▶ Task item:
Within the records, determine how many lines contain the word "when". Your reply must consist of that number only.

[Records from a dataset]
PR #1515, opened 2018-12-07
Fix 1514

kbenoit:
Corrects the problem where the keyword pattern was not displaying correctly at the top of the textplot_xray panel.  This was caused by the kwic attribute `keywords` not getting properly set.  Because this was different for characters versus dictionaries, I used a bit of hack to choose unique values (dictionary) or unique patterns (character vector).

The rest of the changes are just linting.


R/kwic.R
```diff
@@ -88,40 +88,43 @@ kwic.corpus <- function(x, pattern, window = 5,
...
-                        class = c("kwic", "data.frame"), 
-                        ntoken = ntoken(x), 
-                        valuetype = valuetype, 
-                        keywords = attr(keywords_id, 'pattern'),
-                        tokens =  attr(temp, "tokens"))
+    result <- structure(temp,
+                        class = c("kwic", "data.frame"),
+                        ntoken = ntoken(x),
+                        valuetype = valuetype,
+                        keywords = if (is.dictionary(pattern)) {
```
kbenoit: @koheiw Here is the key change, you might know a better way to do this.

koheiw: I am not sure if this is the cause 
```r
quanteda:::pattern2list(dictionary(list(A = "a*", B = "b*")), 
                        c("apple", "apricot", "banana"), "glob", TRUE)
```
retunrs
```r
$A
[1] 1

$A
[1] 2

$B
[1] 3

attr(,"key")
[1] "A" "B"
```
so `unique(names(keywords_id))` should be enough.

koheiw: If you want dictionary values instead of keys, why don't you unlist before `pattern2list()`?

kbenoit: I'm pretty sure I get what you're saying, but since you're the grand master of the `pattern2list` mojo, how about you modify that part of this PR (if you think it needs it)?

koheiw:
Firstly, I think labels should be keys when `pattern` is a dictionary, so special handling of dictionary is not necessary.
```r
textplot_xray(kwic(head(toks), dictionary(list(A = "citizen*", B = "government*"))))
```
rplot01

However, I was not sure how `textplot_xlay()` understands which match is for which pattern. As it turned out, it does not know. This function needs re-engineering.
```r
textplot_xray(kwic(head(toks), c("citizen*", "government*")))
```
rplot02
```r
textplot_xray(kwic(head(toks), c("government*", "citizen*")))
```
rplot03

kbenoit:
Totally agree on the first point. In fixing the bug, I changed the behaviour to something that it should not be. I'll fix this.

Will look into the second and fix that too. Good eye! And that's why we get a second pair of them on PRs.

kbenoit:
See #1521, which I think we should discuss there, then fix in this PR.

R/kwic.R
```diff
@@ -88,40 +88,47 @@ kwic.corpus <- function(x, pattern, window = 5,
...
     
     # add document names if none
     if (is.null(names(x))) {
         names(x) <- paste0(quanteda_options("base_docname"), seq_len(x))
     }
-    
-    keywords_id <- pattern2list(pattern, types, 
-                              valuetype, case_insensitive, attr(x, 'concatenator'))
+
+    keywords_id <- pattern2list(pattern, types,
```
kbenoit: @koheiw can you assist with this? Here I need to output the `keywords` attribute below as the key from the dictionary that produced the match. This is in the names of `keywords_id` but they are in a different order to the return `temp`. Setting a breakpoint and running this code, I see:
```r
toks <- tokens(c(alpha1 = paste(letters, collapse = " "),
                 alpha2 = paste(LETTERS, collapse = " ")))
quanteda:::kwic.tokens(toks, dictionary(list(ukey = "u", fkey = "f")), window = 3)
Browse[2]> n
debug at /Users/kbenoit/Dropbox (Personal)/GitHub/quanteda/quanteda/R/kwic.R#124: result <- structure(temp, class = c("kwic", "data.frame"), ntoken = ntoken(x), 
    valuetype = valuetype, keywords = names(keywords_id))
Browse[2]> keywords_id
$ukey
[1] 21

$ukey
[1] 47

$fkey
[1] 6

$fkey
[1] 32

attr(,"key")
[1] "ukey" "fkey"
Browse[2]> temp
  docname from to   pre keyword  post
1  alpha1    6  6 c d e       f g h i
2  alpha1   21 21 r s t       u v w x
3  alpha2    6  6 C D E       F G H I
4  alpha2   21 21 R S T       U V W X
```
What I would like is for `keywords` to match the `temp` vector in rows. Probably easiest to return from the C++ function? or to sort beforehand?

R/kwic.R
```diff
@@ -88,40 +88,47 @@ kwic.corpus <- function(x, pattern, window = 5,
...
+kwic.tokens <- function(x, pattern, window = 5,
+                        valuetype = c("glob", "regex", "fixed"),
+                        separator = " ",
                         case_insensitive = TRUE, ...) {
-    
+
     valuetype <- match.arg(valuetype)
     types <- types(x)
+
+    # coerce a character vector into a dictionary
```
kbenoit: This is the alternative to [my proposal](https://github.com/quanteda/quanteda/issues/1521#issuecomment-446475936) in #1521: We make each character element a dictionary key for itself, and then ensure that kwic handles dictionaries correctly. (It already does - but see below on the keywords.)

R/kwic.R
koheiw: It is not possible currently to trace the match back to pattern, because we are using `SetNgrams`. 
https://github.com/quanteda/quanteda/blob/612718b1bc2a3d287955850f701e966b002bb145/src/kwic_mt.cpp#L79-L80
But it becomes possible if we change it to `MultiMapNgrams`, which is used in `tokens_lookup()`. However, this means that we have to deal with tricky nested and overlapped matches.

kbenoit: Then we need an R function to map the names and numeric type index values in `keywords_id` to `temp$keyword`. But that will be tricky if dictionaries have overlapping values. Or will it - since they will be interchangeable?

R/kwic.R
kbenoit: I ended up coercing characters into a list, not a dictionary, because this changed the behaviour of sequences that were not wrapped in `phrase()`. For dictionary objects, we always consider value sequences as phrases, but not for other pattern types.

R/kwic.R
kbenoit: See `map_keywords()` in `kwic.R`. It works unless pattern is a dictionary and the matches of its values intersect, in which case the `match()` operation will take the first key as its match.

We could warn users about this, since if they want to work around it, then they should perform kwic separately on each (intersecting) key, and then it will work fine for `textplot_xray()`.

koheiw: This is a non-trivial task.

kbenoit: Yes I discovered that! We could warn them in the documentation for `textplot_xray()`.

kbenoit:
@koheiw let me know what you think via a review.

kbenoit:
True. Maybe we could match the first word according to its type index, to get the phrase as the `keywords` entry that matches the corresponding kwic row. We just need a workaround for this case, and right now it's only used for the xray plot facet label.

koheiw:
Another difficult case is 
```r
> stringi::stri_split_fixed(kwic(txt, phrase(c("is i*", "is it", "is in")))$keyword, " ")
[[1]]
[1] "is" "it"

[[2]]
[1] "is" "in"

[[3]]
[1] "Is" "it"

[[4]]
[1] "is" "it"

[[5]]
[1] "Is" "it"

[[6]]
[1] "is" "it"
```
It is impossible to 1-1 match the patterns and keywords here. I think these require too much work only for `textplot_xlay()`.

kbenoit:
OK, I tried but have given up for now trying to solve that issue.

We've fixed all but the sequences. Since PR fixes some clear errors and represents a general improvement, I suggest we merge it, and outline the problems you identify above as a new issue to be solved separately. Those problems existed before this PR, so I don't see why they should hold up us solving other problems. See the warning notes I added to `textplot_xray.Rd`.

Plus the only real consequence is for the facet labels in `textplot_xray()`. If a user really wanted to fix these, it's possible to do so by modifying the ggplot object.

koheiw:
Partial fixes can make problem even more complex. Why don't you remove the pattern label entirely from the plot as you proposed initially?

kbenoit:
Well, dictionaries need facets, and it works for them in the PR (except for phrases) and is broken and wrong in master. As I mentioned, what's broken in the PR was also broken in master, but at least the PR fixes the broken bits for non-phrases.

koheiw:
If the purpose is adding dictionary keys as labels, you could loop over keys and `rbind()` the output from 
`qatd_cpp_kwic()`. I was doing something similar earlier for `tokens_lookup()`. If pattern is a character vector or list from `phrase()`, they will be tread as in the same key (no overhead).
https://github.com/quanteda/quanteda/blob/4ee90dbba53621af427b99822552b849e8fbb144/R/tokens_lookup.R#L112-L117
This is a slow method but the most accurate. `kwic()` cannot be use for inspecting giant tokens object anyway. 
We could make `qatd_cpp_kwic()` more like `qatd_cpp_tokens_lookup()` in the future.

kbenoit:
That's a good solution. Essentially, it's an lapply of kwic over the elements of the list or dictionary keys, and reassembling the results including (attributes) to output the single kwic. I'll work on that when I emerge from the 3-day holiday tunnel that starts this evening.

kbenoit:
OK, I implemented the "iterate over keys" approach, but did this in a way that is consistent for all different pattern types for kwic. It preserves the existing behaviours but now correctly associates the "keyword" attribute as the pattern that was matches, and passes this to `textplot_xray()` for correct faceting. Maybe not the most efficient approach but it's more transparent to keep the manipulations required to do this on the R side, and makes the C++ workhorse parts of kwic more flexible if they can be kept general and then used in `kwic.tokens()` in high-level ways to get the results and objects we want.

Take a look and let me know if you agree that it's ready to merge. I'm eager to see the end of this one!

koheiw:
I changed the code to make it simpler and faster (along with upgrading of core functions). The main structural change is moving matched pattern in the `keyword` attribute to the `pattern` column. By doing this, users can more easily combine `kwic` objects. We should let them to `rbind()` to `kwic` objects instead of passing multiple objects via `...` in `textplot_xlay()`.

R/dictionaries.R
```diff
@@ -93,7 +93,7 @@ split_values <- function(dict, concatenator_dictionary, concatenator_tokens) {
                                                  concatenator_tokens))
         names(result) <- key
     }
-    result
+    return(result)
```
kbenoit: Makes no functional difference, however according to [our own style guide](https://github.com/quanteda/quanteda/wiki/Style-guide) we [should not use `return()`](https://style.tidyverse.org/functions.html#return) to send an object's evaluation back to the parent environment at the end of a function. I'm not bothered by it either way.

kbenoit:
All looks good to me. I also thought about adding `pattern` as a column to the kwic object. A good addition.

Ready to merge I'd say.

kbenoit:
🎉🎉 🎉

R/dictionaries.R
koheiw: I consider this one of the most strange R conventions. We should return values explicitly like in other (proper) programing languages.  For me, [Google R Style Guide](https://google.github.io/styleguide/Rguide.xml) is much more agreeable than **tidyverse**'s.

kbenoit: They're about 90% compatible but the **tidyverse** guide is a bit more complete. We can't agree with https://google.github.io/styleguide/Rguide.xml#object for **quanteda** at least. (Sometimes with R you have to embrace a slight bit of chaos!)

We already have local exceptions (to both), so let's add the suggestion of an explicit `return(finalresult)` to the **quanteda** Style Guide.

Issue #1472, opened 2018-10-25
Call for feedback on textstat_proxy()


koheiw:
We added ` textstat_proxy()` function for computing document similarity with minimum threshold, but kept it experimental until we decide the format of the resulting objects. There are technological discussion #1455 #1469 on the issue, but we want to learn users perspective.

~~Since the function is experimental, you can only access it using `quanteda:::textstat_proxy()`.~~

koheiw:
I started using the function myself in a real project, where I want to compute similarity between two sets of documents (say, corpus A and corpus B). In doing so, I noticed that the `textstat_proxy()` is not very useful yet, because it can only compute similarity within corpus A or B, not between A and B. 

It currently has these arguments `textstat_proxy(x, selection, margin, method , min_proxy, rank)` but I suggest to change it to be `textstat_proxy(x, y, margin, method , min_proxy, rank)`, where `y` can be either feature-selected `x` or a DFM of entirely different set of documents.

kbenoit:
Do you mean sth like this?
``` r
library("quanteda")
## Package version: 1.3.16
## Parallel computing: 2 of 12 threads used.
## See https://quanteda.io for tutorials and examples.

dfm1 <- dfm(data_corpus_inaugural)[1:2, ]
dfm2 <- dfm(data_corpus_dailnoconf1991)[1:2, ]

rbind(dfm1, dfm2) %>%
  textstat_simil()
##                       1789-Washington 1793-Washington Haughey_FF_Taois.txt
## 1793-Washington             0.8362466                                     
## Haughey_FF_Taois.txt        0.8946073       0.7951655                     
## Spring_Lab_Leader.txt       0.8815240       0.7905395            0.9575113
```

koheiw:
I know that combining two DFM has been the recommended approach, but it leads to computation of pair that I am not interested parties in.

We might need a mode to exclude selected features or documents from computation so that the pairs will be only selected and non-selected.

koheiw:
Additionally, the function holds x and transposed x for quick multiplication internally, so it makes more sense to pass two matrix instead of combining.

kbenoit:
OK so what do you mean exactly by "compute similarity...between corpus A and B"? Is it

a) combining all documents or features within a corpus to make one "document" per corpus and then comparing those? (that could use `dfm_group() %>% rbind()`.

b) for features, combining the two corpora to get feature similarity? (That could use `rbind()` as above.)

[...]

PR #1523, opened 2018-12-15
Dev textstat proxy

koheiw:
As discussed in #1472

### DIFF
--- a/R/RcppExports.R
+++ b/R/RcppExports.R
@@ -49,12 +49,12 @@ qatd_cpp_kwic <- function(texts_, types_, words_, window, delim_) {
     .Call(`_quanteda_qatd_cpp_kwic`, texts_, types_, words_, window, delim_)
 }
 
-qatd_cpp_similarity_linear <- function(mt, method, targets_, rank, limit = -1.0) {
-    .Call(`_quanteda_qatd_cpp_similarity_linear`, mt, method, targets_, rank, limit)
+qatd_cpp_similarity_linear <- function(mt1, mt2, method, rank, limit = -1.0) {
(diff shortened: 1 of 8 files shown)


koheiw:
If we allow users to apply  `rank` or `min_proxy` only when documents/features are non-intersecting, it solves the issue of asymmetry:
``` 
> mt <- dfm(data_corpus_inaugural)
> textstat_proxy(mt[40:55,], mt[57:58,], rank = 3)
16 x 2 sparse Matrix of class "dgTMatrix"
                2013-Obama 2017-Trump
1945-Roosevelt   .          .        
1949-Truman      .          .        
1953-Eisenhower  .          .        
1957-Eisenhower  .          .        
1961-Kennedy     .          .        
1965-Johnson     .          .        
1969-Nixon       .          .        
1973-Nixon       .          .        
1977-Carter      0.9430332  .        
1981-Reagan      .          0.9370056
1985-Reagan      0.9445279  0.9358077
1989-Bush        .          .        
1993-Clinton     .          .        
1997-Clinton     0.9451457  .        
2001-Bush        .          0.9379407
2005-Bush        .          .        
```

koheiw:
I am adding value check if `y` is a dfm, and agree that we should not advertise experimental functions on SO ever.

Keeping `textstat_proxy` as a separate function is the way to avoid breaking existing code for `textstat_dist/simil()`. We need a way to make changes in APIs, otherwise our packages become unable to deliver invitations and die soon.

I agree rounding distance to zero is a problem, so I can disable `rank` and `min_proxy` for distance measures. However, rounding is fine with similarity in my view. **Matrix** is also so much nicer than pairwise structure. 

If you want me to separate this function to an independent package, I will do. It would be used for non-textual data too.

▶ Exercise answer:
3